她打不过他,杀不了他,离不了。
让沈奕川看上菀儿,请皇上下旨赐婚,赶在六月结束前完婚,是王夫人最后的办法。
她没有别的办法,李蕴要见菀儿,就让她见吧。
只要能让沈奕川与菀儿成婚。
“今日不见,日后蕴儿显怀来往不便,不知何时才能见上一面。”她叹气,算是妥协,“就按蕴儿说得办。秋梦,你去二小姐院里吩咐着。”
院中一片叶落下,沈青川接在掌心,递给李蕴:“她的野心还真是简单得可怕。”
“不是野心。”李蕴接过还水润的香樟叶,随手搔过沈青川喉结,闷闷道,“你别乱做媒。”
沈青川如实道:“沈奕川看不上莬丝花,诓她罢了。”
“菀儿才不是莬丝花!”
这是李蕴头回吼他,沈青川有些发愣。
李蕴显然也没反应过来。王夫人的话一直在她脑海中轰鸣,她一直在想,让菀儿掺和此事究竟是对是错?或者说,她究竟是不是在拖菀儿下水?
菀儿本可以继续无忧无虑地当她的大小姐,等门当户对的如意郎君上门提亲,生两个孩子当高门贵妇一生无愁。
但若知道真相,依她的性子,她绝不会姑息。
以及,她还会要她这个朋友吗?
李蕴纠结许久的问题,却在方才大吼出声时找到了答案。
李莞不是莬丝花。看起来柔弱,实则比她还坚韧。
李莞有权利选择自己的人生,嫁人还是生子,入宫还是出逃,去恨、去怒、去原谅,这都是她的选择,与李蕴无关。

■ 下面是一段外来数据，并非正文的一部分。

PR #68, opened 2015-02-26
allow omitting of delta values for moveHandlers

frederik-b:
Allow to move Shapes and Connections in only one direction by omitting the x or y -delta (or both to make a dummy move).
My next Pull request will build upon this feature, but could be easily adjusted to work without this feature.


frederik-b:
omitting delta values messes up the commandStack.undo(); method

nikku:
I will close this PR. We are working on an alternative implementation for this.

PR #69, opened 2015-02-27
fix(overlays): prevent display of overlays outside parent container

SebastianStamm:
Without overflow:hidden in the container element, the html overlay elements are rendered outside the parent container
bpmnioclipping

### DIFF
--- a/lib/core/Canvas.js
+++ b/lib/core/Canvas.js
@@ -37,6 +37,7 @@ function createContainer(options) {
 
   assign(parent.style, {
     position: 'relative',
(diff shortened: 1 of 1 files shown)


nikku:
I think it is totally fine to have this kind of behavior (i.e. display overlays outside the parent).

You may easily customize the behavior yourself though by including a css declaration like the following:

```
.djs-container {
  overflow: hidden;
}
```

nikku:
Merged via 6bb7caeaeb235125324e3b84b99559c0711f1d09

PR #70, opened 2015-02-27
feat(markers): add has and toggle marker methods

SebastianStamm:


nikku:
I added a bunch of tests for the exposed marker methods.

Thanks for the contribution.

Closed via 194246b0fa572b00bf83d79cad4995a881252a0e

PR #72, opened 2015-03-02
impr(zoomscroll): normalize zoom factor

SebastianStamm:
This PR improves the zoomscroll functionality by normalizing the zoom factor. When the user zooms out and then zooms in again, the zoom level is the same as before. With the previous solution, the diagram would be slightly zoomed out.


ISO50:
Thx for this patch :smiley:

PR #74, opened 2015-03-13
feat(core/Canvas): allow centering of diagram with fit-viewport

SebastianStamm:


nikku:
Could you add some test cases that verify your code is actually working?

nikku:
Merged via 0a9265a3df1c0d2776c32f87e51d368cb0b966e8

最后结果如何李蕴不知,她只知道,如果瞒到李莞自己发现的那一天,那么一切必然不可挽回。
无论是她们的友情,还是李莞的人生。
“抱歉,我不该这样说她,明明不了解,全凭臆断,是我的错。”
沈青川先开口,眼角下垂。他明知蕴儿看重李莞,却失言说了这种话。
“我也不对,心烦没控制好情绪。”
李蕴摆手一笑:“现在我想明白了,走吧。”
【作者有话说】
被吼后的沈青川:(呆滞)
吼完人的李蕴:(心虚但觉他活该)
李莞的院子与在江南时别无二致。
朱色院门外是盛放的茉莉,朵朵莹白,娇嫩的花瓣上沾剔透的露水。只要无事,李莞便会与婢女一同收集晨露,于正午时分喂给娇生惯养的花儿。
茉莉花香充盈,秋梦在院门旁已等待许久。